Pogo Stick Elastic Energy: Substituting Correct Variables

[n3w ton]

Homework Statement

A 35 kg child is jumping on a pogo stick. If the spring has a constant of 4945 N/m and it is compressed 25 cm, how high will the child bounce?

Answer: 0.45 m

Need help substituting the right variable.

Homework Equations

E_Ti= E_Tf
E_gi + E_ki + E_ei = E_gf + E_kf + E_ef
mgh_i + 0.5mv_i² + 0.5ks_i² = mgh_f + 0.5mv_f² + 0.5ks_f²

The Attempt at a Solution

The real problem I have is setting the defined variables; everything I can solve for. I used trial and error and got 0.45 but I NEED TO KNOW WHY I use the variables (magnitudes in the right place)!

m = 35 kg
k = 4954 N/m
g = 9.8 m/s²
s_i = 0 m
s_f = 0.37 m
h_i = 0 m
h_f = ?
v_i = 0 m/s²
v_f = 0 m/s²

I rearranged and solved and I got -0.45 m, some please tell me where what variables I have to substitute correctly! Thank you!

 

[HallsofIvy]

There are a number of different ways to answer this question but from the "relevant equations" you list, you appear to be using "conservation of energy". That's what your first equations says- initial total energy equals final total energy. There are three types of energy involved in such a jump- the gravitational potential energy, kinetic energy, and the stored mechanical energy of the spring. Those are your "E_g", "E_k", and "E_e". The additional "i" and "f" subscripts "initially", at the beginning of the jump, and "finally", at the highest point of the jump. The third equation replaces those with the standard formulas.

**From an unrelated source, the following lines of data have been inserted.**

PR #153, opened 2019-07-30
Fix component breadcrumb

GusBaamonde:
Remove styles for specific items

### DIFF
--- a/assets/scss/modules/_breadcrumb.scss
+++ b/assets/scss/modules/_breadcrumb.scss
@@ -39,6 +39,7 @@
 
     a {
       padding-left: 5px;
+      color: $dp-color-lightgrey;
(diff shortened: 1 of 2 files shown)


assets/scss/modules/_breadcrumb.scss
```diff
@@ -33,12 +33,13 @@
...
     color: $dp-color-lightgrey;
 
-    :before {
+    &:before {
       margin-right: 5px;
     }
 
     a {
       padding-left: 5px;
+      color: $dp-color-lightgrey;
```
andresmoschini: why do you need a special style for the `a` elements inside active breadcrumb item?

andresmoschini:
❤️

PR #154, opened 2019-07-31
fix: Include anchors in messages

GusBaamonde:
Include colors according to the message
Remove margin 0 in the `p`

links_in_messages


cbernat:
Looking good! 😄

PR #174, opened 2019-09-03
feat(partials): Use of partial for header, footer and aside

GusBaamonde:
-Add the links to the partials
-Add prettier for js files

partials


cbernat:
@GusBaamonde this is very nice, but perhaps you could divide into commits: one would be the prettier change and then partial handling, so it gets clearer to review? let me know if you need help with this.

GusBaamonde:
test this please

GusBaamonde:
test this please

andresmoschini:
test this please

andresmoschini:
test this please

assets/js/main.js
```diff
@@ -78,3 +78,23 @@ $(".show-hide").click(function() {
     $(this).removeClass("ms-icon icon-hide").addClass("ms-icon icon-view");
   }
 });
+
+// navigation partials
+
+$('.dpsg-link').on('click', function() {
+  var partial = $(this).attr('data-partial'),
+    elementClicked = this;
+  $.ajax({
```
cbernat: What happens if I click one tab, and then another, and then another, very fast? Perhaps you should ensure only one call happens at each time.

assets/js/main.js
```diff
@@ -78,3 +78,23 @@ $(".show-hide").click(function() {
     $(this).removeClass("ms-icon icon-hide").addClass("ms-icon icon-view");
   }
 });
+
+// navigation partials
+
+$('.dpsg-link').on('click', function() {
+  var partial = $(this).attr('data-partial'),
+    elementClicked = this;
```
cbernat: Wouldn't it be best to avoid having an extra variable here? `elementClicked` You could use `this` below

assets/js/main.js
```diff
@@ -78,3 +78,23 @@ $(".show-hide").click(function() {
...
+  $.ajax({
+    url: './partials/_' + partial + '.html',
+    type: 'GET',
+    dataType: 'html',
+    success: function(response) {
+      $('.dpsg-link').removeClass('active');
```
cbernat: What do you think about doing `$('.dpsg-link', this).toggleClass('active');` instead of 
```
$('.dpsg-link').removeClass('active');
$(elementClicked).addClass('active');
```

assets/scss/templates/_guidelines.scss
```diff
@@ -338,6 +338,7 @@ body {
   display: flex;
   position: relative;
   background: $dp-color-white;
+  /*border: 1px solid #e73c7e;*/
```
andresmoschini: Please remove commented code. Or, at least, add an explanatory comment.

cbernat:
Very nice! How about changing the PR name? you are not using ajax anymore.

GusBaamonde:
test this please

PR #176, opened 2019-09-09
feat(navigation): the @for was modified to take the active menu

GusBaamonde:
- the `@for` was modified to take the active menu according to the page
- The `data-name` of the html was modified to coordinate them with the menu


cbernat:
Very nice!

PR #177, opened 2019-09-11
feat(colors-component)

GusBaamonde:
- The color layout was created
- Color classes were created for reuse

color-component


assets/templates/colors-component.html
```diff
@@ -69,7 +69,314 @@
...
+            <div class="dpsg-content-colors">
+              <div class="dpsg-color-card dpsg-white">
+                <div class="dpsg-icon-color">Color</div>
+                <div class="dpsg-content-color">
+                  <h3>white</h3>
+                  <p class="dpsg-code">
+                    Color: #ffffff;
+                  </p>
+                  <p class="dpsg-code">
+                    .dp-white
```
andresmoschini: Each time that we add a new color, we should remember to update this page. 

Sadly, I think that it is very fragile, and it will very easy having inconsistencies in the future.

PR #554, opened 2017-07-19
Update GroupActionCollection.php

vojtys:
na PHP/7.0.18

syntax error, unexpected 'const' (T_CONST), expecting variable (T_VARIABLE)


paveljanda:
Shoot, sorry, forgot that, it should be in next version. Thanks.

Issue #556, opened 2017-07-25
Notice Undefined property: stdClass::$formsStack


DarkPhenix:
This notice occurs when filtering is used in datagrid v5.4.4, Nette 2.4 and autosubmit is turned on.
This issue is similar to #327.
It seems that snippet _gridSnippets_ is not redrawn during reload.

DarkPhenix:
The issue is caused by instante/extended-form-macros component

PR #557, opened 2017-07-25
Add redraw snippet 'gridSnippets' on reload (#556)

DarkPhenix:


paveljanda:
Why is that?

DarkPhenix:
It is fix for issue #556

DarkPhenix:
The issue is caused by instante/extended-form-macros component so this PR is not necessary.

PR #561, opened 2017-08-08
Datagrid.js: fix datagridGroupActionMultiSelect() when not using selectpicker

vitkutny:
When not using selectpicker do not remove id from group action multiselect. Events `loaded.bs.select`/`rendered.bs.select` are never called and thus nette forms won`t toggle multiselect visibility.


paveljanda:
Can you please modify the `datagrid.coffee` file?

vitkutny:
done

paveljanda:
Thanks

PR #562, opened 2017-08-08
Column - added condition callback to allow/disallow inline editing on each row

proki:


src/Column/Column.php
```diff
@@ -588,12 +593,36 @@ public function getEditableCallback()
...
+	public function setEditableOnConditionCallback(callable $editable_condition_callback)
+	{
+		$this->editable_condition_callback = $editable_condition_callback;
+
+		return $this;
+	}
+
+
+	/**
+	 * @return callable
```
paveljanda: `@return callable|null`, hm?

src/Column/Column.php
```diff
@@ -88,6 +88,11 @@
 	protected $editable_callback;
 
 	/**
+	 * @var callable
```
paveljanda: `callable|null`, hm?

src/Column/Column.php
```diff
@@ -588,12 +593,36 @@ public function getEditableCallback()
 
 
 	/**
+	 * Set inline editing just if condition is truthy
+	 * @param callable $editable_condition_callback
+	 * @return $this
```
paveljanda: Pls, `@return static`

proki:
Fixed typehint, but there is error "Nextras\Dbal\ConnectionException: Access denied for user 'travis'@'%' to database 'datagridTest'". I thing, that is not my error ;)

We can take the ground as our base for potential energy so the potential energy is 0 there and mgh at h feet at h meters above the ground. At the start and at the highest point, the child is motionless so kinetic energy is 0 at both points. On the ground the stored mechanical energy is, as you say, 0.5ks_f^2. That is, on the ground the total energy is 0+ 0+ 0.5(4945)(.25)^2 and at the highest point of the jump the total energy is (35)(9.88)(h)+ 0+ 0. Set those equal and solve for h.